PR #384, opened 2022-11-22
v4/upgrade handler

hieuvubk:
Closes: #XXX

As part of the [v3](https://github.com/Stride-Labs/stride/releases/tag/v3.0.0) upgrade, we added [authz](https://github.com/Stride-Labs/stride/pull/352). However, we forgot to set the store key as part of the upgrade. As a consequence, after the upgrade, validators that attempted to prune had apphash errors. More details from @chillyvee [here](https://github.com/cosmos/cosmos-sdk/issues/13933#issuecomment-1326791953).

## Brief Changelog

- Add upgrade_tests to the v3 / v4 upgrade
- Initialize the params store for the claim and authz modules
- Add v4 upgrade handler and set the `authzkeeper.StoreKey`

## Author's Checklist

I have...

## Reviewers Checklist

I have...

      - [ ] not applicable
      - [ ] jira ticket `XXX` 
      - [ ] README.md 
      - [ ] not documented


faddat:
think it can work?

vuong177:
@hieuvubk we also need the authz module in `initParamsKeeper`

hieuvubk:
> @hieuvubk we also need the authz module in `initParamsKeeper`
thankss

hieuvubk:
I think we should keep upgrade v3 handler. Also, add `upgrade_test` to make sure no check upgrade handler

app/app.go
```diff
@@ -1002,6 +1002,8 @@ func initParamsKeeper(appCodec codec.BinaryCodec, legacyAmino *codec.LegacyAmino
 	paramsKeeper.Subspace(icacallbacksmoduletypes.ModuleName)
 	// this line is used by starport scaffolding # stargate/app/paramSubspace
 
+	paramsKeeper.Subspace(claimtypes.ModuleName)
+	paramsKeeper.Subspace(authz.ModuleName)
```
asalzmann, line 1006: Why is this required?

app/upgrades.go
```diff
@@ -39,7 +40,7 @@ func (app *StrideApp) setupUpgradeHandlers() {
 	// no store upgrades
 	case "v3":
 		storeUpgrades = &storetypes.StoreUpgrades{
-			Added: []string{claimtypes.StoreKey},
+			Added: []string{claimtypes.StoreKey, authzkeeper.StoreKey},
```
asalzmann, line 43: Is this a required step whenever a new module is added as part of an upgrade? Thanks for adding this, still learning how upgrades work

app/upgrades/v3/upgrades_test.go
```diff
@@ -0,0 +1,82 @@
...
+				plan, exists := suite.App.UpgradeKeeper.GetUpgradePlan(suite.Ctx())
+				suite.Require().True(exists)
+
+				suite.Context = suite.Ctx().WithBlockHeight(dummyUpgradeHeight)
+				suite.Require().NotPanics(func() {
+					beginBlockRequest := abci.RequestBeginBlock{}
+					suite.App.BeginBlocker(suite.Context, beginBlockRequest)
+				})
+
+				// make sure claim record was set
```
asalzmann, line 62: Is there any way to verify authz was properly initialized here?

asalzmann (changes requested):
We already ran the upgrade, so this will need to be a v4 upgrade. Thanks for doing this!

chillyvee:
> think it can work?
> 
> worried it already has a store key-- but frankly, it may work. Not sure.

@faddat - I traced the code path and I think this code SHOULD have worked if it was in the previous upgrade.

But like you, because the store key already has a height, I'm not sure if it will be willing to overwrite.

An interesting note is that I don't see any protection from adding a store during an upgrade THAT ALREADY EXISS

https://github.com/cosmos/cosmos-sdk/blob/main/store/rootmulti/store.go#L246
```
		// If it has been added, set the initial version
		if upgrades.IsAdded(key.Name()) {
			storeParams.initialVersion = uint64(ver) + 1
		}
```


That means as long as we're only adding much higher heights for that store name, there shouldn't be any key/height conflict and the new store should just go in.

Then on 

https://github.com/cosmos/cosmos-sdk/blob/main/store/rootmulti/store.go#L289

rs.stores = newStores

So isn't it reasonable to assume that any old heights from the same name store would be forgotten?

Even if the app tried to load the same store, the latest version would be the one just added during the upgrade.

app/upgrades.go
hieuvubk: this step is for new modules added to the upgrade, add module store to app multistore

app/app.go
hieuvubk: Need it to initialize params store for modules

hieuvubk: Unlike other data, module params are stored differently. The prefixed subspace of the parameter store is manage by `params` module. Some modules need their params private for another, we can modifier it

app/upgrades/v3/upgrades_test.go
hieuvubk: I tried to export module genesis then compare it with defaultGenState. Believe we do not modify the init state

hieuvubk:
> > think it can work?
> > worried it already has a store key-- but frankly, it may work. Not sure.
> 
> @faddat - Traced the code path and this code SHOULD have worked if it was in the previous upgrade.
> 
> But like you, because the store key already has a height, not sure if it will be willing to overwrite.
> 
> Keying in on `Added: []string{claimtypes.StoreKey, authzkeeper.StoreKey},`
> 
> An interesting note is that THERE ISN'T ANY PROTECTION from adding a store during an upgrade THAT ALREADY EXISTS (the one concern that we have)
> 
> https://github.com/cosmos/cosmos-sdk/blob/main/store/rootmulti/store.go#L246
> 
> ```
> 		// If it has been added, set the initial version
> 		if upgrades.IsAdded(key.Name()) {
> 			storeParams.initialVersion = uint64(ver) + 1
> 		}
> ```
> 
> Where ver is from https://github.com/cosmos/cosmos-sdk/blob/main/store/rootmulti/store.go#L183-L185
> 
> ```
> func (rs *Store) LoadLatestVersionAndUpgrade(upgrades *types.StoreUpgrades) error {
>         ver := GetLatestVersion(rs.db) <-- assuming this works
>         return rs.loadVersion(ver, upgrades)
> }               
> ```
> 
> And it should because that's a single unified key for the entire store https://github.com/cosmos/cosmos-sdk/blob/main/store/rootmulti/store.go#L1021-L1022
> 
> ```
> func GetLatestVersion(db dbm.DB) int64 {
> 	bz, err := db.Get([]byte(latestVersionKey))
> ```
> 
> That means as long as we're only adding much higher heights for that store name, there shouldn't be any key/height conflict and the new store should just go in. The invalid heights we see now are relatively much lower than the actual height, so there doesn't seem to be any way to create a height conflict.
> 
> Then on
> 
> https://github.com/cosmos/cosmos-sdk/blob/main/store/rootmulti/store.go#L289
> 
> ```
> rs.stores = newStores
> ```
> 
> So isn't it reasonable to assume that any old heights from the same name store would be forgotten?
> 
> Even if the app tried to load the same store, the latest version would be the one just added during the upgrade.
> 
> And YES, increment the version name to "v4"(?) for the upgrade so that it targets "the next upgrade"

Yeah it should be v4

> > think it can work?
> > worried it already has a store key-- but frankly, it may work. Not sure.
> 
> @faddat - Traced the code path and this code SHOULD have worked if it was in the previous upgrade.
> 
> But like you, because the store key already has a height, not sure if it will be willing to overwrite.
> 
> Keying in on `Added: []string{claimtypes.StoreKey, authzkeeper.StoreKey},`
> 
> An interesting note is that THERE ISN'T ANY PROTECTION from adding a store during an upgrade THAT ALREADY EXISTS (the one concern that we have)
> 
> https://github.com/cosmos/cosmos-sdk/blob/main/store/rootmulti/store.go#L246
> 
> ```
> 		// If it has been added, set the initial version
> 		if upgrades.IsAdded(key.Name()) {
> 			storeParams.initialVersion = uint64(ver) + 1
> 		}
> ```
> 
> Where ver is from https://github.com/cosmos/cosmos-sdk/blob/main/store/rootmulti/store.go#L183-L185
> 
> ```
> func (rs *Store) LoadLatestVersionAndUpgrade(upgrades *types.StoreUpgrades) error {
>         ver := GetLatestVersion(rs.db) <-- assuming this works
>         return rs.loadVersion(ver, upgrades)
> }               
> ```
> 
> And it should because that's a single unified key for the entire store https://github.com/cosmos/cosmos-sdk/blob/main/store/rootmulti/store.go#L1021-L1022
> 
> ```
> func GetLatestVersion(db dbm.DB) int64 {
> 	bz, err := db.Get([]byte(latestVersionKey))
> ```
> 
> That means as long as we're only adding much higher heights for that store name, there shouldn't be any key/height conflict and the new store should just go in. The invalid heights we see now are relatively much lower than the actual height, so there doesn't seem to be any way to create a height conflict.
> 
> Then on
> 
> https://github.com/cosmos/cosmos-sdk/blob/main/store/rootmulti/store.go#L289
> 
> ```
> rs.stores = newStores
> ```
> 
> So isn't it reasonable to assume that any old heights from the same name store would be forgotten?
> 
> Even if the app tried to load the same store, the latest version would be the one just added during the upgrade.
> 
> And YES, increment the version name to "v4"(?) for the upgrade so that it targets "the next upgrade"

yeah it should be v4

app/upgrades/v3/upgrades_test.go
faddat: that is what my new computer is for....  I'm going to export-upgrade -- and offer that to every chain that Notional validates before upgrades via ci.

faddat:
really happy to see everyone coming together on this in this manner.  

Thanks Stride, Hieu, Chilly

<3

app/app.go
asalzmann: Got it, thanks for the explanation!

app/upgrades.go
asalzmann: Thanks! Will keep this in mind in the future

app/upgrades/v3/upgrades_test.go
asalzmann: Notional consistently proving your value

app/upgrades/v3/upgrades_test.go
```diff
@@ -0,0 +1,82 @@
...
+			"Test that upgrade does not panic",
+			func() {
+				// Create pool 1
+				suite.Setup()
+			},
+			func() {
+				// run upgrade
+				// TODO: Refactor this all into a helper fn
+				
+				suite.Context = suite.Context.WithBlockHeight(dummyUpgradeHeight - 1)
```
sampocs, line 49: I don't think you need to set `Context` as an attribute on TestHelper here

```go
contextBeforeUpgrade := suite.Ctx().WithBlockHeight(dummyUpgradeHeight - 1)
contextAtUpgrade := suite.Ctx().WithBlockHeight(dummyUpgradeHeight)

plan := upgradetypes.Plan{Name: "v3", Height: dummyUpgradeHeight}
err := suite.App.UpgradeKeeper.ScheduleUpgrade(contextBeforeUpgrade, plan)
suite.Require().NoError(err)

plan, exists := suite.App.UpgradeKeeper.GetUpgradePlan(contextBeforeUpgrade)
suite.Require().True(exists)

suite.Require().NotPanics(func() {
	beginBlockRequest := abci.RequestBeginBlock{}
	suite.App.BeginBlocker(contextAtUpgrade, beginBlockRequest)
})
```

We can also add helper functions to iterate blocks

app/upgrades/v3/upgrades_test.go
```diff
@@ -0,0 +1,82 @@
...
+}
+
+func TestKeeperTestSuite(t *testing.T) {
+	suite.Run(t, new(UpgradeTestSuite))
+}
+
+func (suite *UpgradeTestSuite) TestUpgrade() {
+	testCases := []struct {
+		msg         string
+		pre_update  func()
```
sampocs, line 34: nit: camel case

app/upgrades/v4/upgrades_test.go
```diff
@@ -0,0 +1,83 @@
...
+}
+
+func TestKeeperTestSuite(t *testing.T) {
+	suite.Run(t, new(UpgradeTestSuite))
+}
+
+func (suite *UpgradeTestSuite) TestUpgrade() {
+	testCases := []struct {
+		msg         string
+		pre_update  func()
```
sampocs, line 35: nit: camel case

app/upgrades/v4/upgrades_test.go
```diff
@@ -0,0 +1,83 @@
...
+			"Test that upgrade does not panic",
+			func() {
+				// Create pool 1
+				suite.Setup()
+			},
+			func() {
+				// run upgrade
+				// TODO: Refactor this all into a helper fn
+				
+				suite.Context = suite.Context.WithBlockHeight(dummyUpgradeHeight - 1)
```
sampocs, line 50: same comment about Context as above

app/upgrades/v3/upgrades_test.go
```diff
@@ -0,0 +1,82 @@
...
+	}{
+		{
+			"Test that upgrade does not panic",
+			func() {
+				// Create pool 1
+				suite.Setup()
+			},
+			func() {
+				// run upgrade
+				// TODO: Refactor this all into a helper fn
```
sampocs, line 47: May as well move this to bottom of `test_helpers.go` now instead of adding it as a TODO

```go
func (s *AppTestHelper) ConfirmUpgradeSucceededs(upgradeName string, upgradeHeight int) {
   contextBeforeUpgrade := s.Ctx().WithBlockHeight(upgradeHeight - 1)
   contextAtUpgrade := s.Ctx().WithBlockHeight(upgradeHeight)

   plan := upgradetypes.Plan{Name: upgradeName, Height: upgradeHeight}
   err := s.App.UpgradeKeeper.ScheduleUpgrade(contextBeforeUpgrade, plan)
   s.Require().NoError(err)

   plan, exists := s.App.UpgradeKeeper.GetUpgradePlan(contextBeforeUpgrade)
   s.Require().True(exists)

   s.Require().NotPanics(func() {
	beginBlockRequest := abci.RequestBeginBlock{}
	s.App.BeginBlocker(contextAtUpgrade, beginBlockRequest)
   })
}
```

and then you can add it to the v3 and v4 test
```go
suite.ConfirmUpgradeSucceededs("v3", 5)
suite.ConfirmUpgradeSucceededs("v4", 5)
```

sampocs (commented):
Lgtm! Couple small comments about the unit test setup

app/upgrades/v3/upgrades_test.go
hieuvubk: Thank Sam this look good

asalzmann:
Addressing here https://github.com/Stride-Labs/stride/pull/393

• • •

▶ [YOUR TASK]:
Whenever a line in the records above contains the string "sampocs", copy that line.

▶ [TASK ANSWER]:
sampocs, line 49: I don't think you need to set `Context` as an attribute on TestHelper here
sampocs, line 34: nit: camel case
sampocs, line 35: nit: camel case
sampocs, line 50: same comment about Context as above
sampocs, line 47: May as well move this to bottom of `test_helpers.go` now instead of adding it as a TODO
sampocs (commented):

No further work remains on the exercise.